Segment Start: Given entries

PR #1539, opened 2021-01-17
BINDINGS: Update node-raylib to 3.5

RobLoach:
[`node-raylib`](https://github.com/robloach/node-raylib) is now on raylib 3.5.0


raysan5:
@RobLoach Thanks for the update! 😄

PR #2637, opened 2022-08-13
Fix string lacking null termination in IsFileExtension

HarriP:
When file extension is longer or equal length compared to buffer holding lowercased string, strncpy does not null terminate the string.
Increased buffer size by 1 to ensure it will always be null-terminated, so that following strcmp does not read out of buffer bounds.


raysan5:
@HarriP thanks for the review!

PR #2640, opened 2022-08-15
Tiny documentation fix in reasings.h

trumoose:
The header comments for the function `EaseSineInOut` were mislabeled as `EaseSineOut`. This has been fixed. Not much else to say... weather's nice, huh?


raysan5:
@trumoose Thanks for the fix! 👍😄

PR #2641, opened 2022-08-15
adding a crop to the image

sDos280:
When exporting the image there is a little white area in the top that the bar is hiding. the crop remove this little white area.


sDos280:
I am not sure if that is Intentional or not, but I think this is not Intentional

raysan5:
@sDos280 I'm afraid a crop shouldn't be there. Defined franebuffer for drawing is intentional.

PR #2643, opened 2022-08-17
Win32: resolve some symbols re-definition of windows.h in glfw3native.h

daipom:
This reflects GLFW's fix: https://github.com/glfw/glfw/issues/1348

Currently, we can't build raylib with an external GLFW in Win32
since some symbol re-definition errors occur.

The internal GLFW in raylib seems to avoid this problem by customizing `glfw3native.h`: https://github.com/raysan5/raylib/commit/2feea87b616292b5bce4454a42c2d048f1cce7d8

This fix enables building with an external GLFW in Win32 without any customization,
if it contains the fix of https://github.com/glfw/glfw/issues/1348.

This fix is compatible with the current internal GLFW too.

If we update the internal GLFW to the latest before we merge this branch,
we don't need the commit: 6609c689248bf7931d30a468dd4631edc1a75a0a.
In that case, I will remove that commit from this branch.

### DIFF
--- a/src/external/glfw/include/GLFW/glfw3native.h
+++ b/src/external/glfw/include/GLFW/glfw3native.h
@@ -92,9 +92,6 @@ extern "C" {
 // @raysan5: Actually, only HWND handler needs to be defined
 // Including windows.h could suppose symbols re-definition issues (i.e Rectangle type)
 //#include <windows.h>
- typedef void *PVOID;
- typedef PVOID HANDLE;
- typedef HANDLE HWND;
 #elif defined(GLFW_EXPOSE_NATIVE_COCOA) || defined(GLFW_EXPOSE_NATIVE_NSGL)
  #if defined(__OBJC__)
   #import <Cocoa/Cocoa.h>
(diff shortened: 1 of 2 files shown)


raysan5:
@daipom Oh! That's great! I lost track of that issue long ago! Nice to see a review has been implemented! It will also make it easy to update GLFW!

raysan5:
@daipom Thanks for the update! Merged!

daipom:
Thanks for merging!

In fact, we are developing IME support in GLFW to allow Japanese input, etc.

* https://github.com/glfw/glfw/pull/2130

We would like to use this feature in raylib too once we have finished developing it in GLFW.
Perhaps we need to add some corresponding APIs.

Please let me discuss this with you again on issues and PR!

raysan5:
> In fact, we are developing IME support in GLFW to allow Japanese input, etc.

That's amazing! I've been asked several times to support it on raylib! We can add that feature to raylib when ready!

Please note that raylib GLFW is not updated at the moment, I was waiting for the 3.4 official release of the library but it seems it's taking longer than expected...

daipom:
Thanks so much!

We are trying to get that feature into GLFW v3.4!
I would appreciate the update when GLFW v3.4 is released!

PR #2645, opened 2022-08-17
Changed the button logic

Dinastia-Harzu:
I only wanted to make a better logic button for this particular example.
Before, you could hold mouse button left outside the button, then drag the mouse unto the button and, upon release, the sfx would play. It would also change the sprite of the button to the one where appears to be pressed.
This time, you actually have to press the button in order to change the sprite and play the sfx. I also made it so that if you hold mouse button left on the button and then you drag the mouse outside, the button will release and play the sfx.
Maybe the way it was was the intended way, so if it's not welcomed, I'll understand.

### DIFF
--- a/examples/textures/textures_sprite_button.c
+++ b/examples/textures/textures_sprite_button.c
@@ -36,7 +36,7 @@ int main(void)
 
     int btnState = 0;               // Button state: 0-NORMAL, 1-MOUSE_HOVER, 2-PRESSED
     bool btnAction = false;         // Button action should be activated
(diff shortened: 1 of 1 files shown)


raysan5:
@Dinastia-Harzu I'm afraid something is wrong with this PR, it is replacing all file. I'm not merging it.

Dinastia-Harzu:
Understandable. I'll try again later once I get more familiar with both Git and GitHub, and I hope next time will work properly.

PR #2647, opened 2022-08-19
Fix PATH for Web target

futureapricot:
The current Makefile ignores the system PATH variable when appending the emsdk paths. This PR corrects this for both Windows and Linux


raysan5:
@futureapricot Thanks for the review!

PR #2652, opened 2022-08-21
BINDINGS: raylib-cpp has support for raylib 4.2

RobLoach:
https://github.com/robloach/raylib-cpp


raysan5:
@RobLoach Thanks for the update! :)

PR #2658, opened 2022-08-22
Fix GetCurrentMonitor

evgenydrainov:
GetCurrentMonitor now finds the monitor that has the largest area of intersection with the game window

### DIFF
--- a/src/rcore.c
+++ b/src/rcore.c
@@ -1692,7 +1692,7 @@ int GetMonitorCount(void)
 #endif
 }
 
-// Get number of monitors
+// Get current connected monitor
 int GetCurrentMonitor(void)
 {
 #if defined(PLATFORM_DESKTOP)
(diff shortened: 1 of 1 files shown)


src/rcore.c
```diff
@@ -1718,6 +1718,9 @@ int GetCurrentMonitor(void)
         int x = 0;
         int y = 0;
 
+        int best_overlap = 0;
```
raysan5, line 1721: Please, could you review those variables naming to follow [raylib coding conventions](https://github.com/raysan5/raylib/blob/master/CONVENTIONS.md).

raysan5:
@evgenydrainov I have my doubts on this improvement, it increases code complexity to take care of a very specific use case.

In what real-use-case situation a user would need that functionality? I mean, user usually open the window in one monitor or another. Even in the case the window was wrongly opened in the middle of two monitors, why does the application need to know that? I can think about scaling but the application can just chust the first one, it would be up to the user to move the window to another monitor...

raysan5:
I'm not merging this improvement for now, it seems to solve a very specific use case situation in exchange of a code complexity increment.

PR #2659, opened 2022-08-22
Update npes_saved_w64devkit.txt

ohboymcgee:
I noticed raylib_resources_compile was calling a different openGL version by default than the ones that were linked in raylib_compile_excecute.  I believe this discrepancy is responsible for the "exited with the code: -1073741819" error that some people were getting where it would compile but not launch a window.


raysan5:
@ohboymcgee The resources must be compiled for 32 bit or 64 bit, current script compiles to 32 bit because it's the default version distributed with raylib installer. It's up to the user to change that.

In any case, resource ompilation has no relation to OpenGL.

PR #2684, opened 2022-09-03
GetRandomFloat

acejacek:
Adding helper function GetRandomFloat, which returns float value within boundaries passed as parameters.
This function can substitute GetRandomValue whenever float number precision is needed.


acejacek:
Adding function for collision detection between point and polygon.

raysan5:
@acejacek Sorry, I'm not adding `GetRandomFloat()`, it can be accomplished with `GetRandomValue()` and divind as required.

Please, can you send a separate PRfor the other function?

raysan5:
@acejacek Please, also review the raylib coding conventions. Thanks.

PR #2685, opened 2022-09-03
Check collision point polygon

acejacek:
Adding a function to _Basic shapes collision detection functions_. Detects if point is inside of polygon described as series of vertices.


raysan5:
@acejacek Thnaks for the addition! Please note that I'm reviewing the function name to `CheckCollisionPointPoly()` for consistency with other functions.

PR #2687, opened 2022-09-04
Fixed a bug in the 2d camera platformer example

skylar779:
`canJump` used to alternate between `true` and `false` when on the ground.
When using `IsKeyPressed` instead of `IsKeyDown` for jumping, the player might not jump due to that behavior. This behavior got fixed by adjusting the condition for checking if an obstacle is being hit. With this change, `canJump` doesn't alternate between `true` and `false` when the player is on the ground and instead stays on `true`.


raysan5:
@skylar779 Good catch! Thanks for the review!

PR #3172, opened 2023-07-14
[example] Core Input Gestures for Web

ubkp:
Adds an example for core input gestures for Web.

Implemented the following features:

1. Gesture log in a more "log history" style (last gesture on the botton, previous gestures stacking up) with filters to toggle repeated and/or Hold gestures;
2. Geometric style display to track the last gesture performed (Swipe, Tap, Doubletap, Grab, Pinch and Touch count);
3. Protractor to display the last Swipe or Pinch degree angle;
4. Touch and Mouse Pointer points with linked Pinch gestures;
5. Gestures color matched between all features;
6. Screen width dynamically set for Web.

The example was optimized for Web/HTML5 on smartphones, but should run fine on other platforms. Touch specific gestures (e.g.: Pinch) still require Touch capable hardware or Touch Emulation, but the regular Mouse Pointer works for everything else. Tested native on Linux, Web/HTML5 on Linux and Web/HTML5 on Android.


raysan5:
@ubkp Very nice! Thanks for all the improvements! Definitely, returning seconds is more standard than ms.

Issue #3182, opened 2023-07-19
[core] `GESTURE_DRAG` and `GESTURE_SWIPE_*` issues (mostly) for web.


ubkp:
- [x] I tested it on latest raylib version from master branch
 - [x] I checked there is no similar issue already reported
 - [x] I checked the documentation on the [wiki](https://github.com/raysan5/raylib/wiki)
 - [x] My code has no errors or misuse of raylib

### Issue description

Segment End: Given entries
Segment Start: Given entries

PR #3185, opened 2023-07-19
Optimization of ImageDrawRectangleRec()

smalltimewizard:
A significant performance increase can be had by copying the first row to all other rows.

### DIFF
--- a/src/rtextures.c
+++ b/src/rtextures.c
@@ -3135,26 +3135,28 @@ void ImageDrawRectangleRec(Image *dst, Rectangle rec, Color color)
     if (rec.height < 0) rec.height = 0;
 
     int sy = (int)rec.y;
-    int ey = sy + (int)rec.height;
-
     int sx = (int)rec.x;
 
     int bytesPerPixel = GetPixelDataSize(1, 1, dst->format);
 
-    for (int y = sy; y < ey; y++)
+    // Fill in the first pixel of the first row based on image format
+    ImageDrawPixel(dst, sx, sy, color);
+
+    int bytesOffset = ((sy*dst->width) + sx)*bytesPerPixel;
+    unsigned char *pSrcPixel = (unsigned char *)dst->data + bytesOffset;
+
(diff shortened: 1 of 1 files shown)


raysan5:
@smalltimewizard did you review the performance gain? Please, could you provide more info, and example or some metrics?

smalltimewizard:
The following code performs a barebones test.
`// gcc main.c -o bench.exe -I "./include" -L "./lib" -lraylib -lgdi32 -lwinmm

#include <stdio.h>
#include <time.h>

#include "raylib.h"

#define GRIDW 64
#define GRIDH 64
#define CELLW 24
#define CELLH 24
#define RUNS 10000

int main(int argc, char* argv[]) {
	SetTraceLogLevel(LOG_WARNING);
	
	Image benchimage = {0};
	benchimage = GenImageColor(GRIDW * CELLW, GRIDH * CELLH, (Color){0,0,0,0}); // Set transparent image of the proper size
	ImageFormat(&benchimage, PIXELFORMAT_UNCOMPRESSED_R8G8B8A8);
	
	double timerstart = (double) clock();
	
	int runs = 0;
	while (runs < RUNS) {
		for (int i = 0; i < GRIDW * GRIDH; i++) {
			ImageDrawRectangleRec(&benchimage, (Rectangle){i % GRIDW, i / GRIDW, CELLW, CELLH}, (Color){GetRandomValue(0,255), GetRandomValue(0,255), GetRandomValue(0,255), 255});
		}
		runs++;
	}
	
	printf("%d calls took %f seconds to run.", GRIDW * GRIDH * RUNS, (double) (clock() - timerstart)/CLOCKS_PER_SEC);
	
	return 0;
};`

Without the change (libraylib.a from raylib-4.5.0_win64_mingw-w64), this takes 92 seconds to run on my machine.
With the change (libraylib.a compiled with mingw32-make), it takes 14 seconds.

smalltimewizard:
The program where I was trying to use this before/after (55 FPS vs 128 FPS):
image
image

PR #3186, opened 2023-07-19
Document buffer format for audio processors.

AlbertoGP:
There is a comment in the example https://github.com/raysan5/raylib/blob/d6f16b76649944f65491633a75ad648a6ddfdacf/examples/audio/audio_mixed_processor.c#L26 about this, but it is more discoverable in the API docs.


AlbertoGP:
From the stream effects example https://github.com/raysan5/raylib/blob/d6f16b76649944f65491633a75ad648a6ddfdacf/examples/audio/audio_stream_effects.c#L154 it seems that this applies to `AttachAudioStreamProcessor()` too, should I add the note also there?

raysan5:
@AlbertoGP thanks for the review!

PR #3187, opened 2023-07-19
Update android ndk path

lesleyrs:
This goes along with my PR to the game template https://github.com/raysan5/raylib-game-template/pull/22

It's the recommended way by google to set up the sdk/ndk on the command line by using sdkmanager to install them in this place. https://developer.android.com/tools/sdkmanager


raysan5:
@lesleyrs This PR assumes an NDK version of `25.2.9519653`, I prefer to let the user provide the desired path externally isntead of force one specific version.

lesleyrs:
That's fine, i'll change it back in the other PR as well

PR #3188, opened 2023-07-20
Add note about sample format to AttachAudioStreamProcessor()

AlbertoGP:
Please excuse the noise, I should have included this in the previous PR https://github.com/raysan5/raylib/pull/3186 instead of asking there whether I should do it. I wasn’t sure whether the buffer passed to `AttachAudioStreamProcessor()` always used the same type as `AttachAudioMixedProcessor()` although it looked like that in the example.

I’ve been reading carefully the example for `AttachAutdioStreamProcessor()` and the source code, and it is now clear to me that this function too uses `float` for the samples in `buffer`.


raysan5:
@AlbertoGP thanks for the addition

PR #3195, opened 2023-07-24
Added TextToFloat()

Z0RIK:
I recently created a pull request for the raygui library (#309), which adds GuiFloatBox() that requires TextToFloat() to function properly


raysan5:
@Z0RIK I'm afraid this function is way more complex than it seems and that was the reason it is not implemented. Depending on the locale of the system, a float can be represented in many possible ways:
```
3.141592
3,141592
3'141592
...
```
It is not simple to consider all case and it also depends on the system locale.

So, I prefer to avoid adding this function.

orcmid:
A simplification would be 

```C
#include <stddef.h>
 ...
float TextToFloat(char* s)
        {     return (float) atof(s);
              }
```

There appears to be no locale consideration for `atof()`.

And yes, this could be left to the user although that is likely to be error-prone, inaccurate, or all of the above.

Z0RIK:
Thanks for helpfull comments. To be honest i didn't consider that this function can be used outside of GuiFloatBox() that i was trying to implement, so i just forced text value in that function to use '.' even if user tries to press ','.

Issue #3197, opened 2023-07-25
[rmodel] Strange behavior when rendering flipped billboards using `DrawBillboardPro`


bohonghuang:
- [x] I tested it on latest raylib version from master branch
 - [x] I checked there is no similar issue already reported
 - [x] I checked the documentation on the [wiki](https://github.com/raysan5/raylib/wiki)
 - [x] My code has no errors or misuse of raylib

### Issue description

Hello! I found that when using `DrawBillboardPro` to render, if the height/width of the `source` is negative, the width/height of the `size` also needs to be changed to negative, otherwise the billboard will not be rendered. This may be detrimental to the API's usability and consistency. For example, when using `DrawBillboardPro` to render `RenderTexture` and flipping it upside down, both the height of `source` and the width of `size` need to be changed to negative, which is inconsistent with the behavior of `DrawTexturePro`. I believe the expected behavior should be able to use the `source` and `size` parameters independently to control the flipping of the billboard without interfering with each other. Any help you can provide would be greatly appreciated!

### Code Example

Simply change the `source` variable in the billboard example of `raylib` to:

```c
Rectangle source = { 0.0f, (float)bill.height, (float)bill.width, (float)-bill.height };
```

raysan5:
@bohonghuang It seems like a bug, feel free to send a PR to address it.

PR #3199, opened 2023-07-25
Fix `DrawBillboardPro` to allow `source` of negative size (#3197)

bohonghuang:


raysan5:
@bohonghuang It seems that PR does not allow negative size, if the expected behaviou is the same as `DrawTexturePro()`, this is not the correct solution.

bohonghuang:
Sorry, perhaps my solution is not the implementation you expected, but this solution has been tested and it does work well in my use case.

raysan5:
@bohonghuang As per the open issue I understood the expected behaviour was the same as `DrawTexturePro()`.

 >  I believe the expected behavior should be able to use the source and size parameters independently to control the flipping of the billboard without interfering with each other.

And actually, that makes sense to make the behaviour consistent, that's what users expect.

Segment End: Given entries

Exercise — Working from the records above, write out verbatim only the lines from the line containing "#define CELLH 24" through the line containing "PR #3186, opened 2023-07-19".

Your solution —
#define CELLH 24
#define RUNS 10000

int main(int argc, char* argv[]) {
	SetTraceLogLevel(LOG_WARNING);
	
	Image benchimage = {0};
	benchimage = GenImageColor(GRIDW * CELLW, GRIDH * CELLH, (Color){0,0,0,0}); // Set transparent image of the proper size
	ImageFormat(&benchimage, PIXELFORMAT_UNCOMPRESSED_R8G8B8A8);
	
	double timerstart = (double) clock();
	
	int runs = 0;
	while (runs < RUNS) {
		for (int i = 0; i < GRIDW * GRIDH; i++) {
			ImageDrawRectangleRec(&benchimage, (Rectangle){i % GRIDW, i / GRIDW, CELLW, CELLH}, (Color){GetRandomValue(0,255), GetRandomValue(0,255), GetRandomValue(0,255), 255});
		}
		runs++;
	}
	
	printf("%d calls took %f seconds to run.", GRIDW * GRIDH * RUNS, (double) (clock() - timerstart)/CLOCKS_PER_SEC);
	
	return 0;
};`

Without the change (libraylib.a from raylib-4.5.0_win64_mingw-w64), this takes 92 seconds to run on my machine.
With the change (libraylib.a compiled with mingw32-make), it takes 14 seconds.

smalltimewizard:
The program where I was trying to use this before/after (55 FPS vs 128 FPS):
image
image

PR #3186, opened 2023-07-19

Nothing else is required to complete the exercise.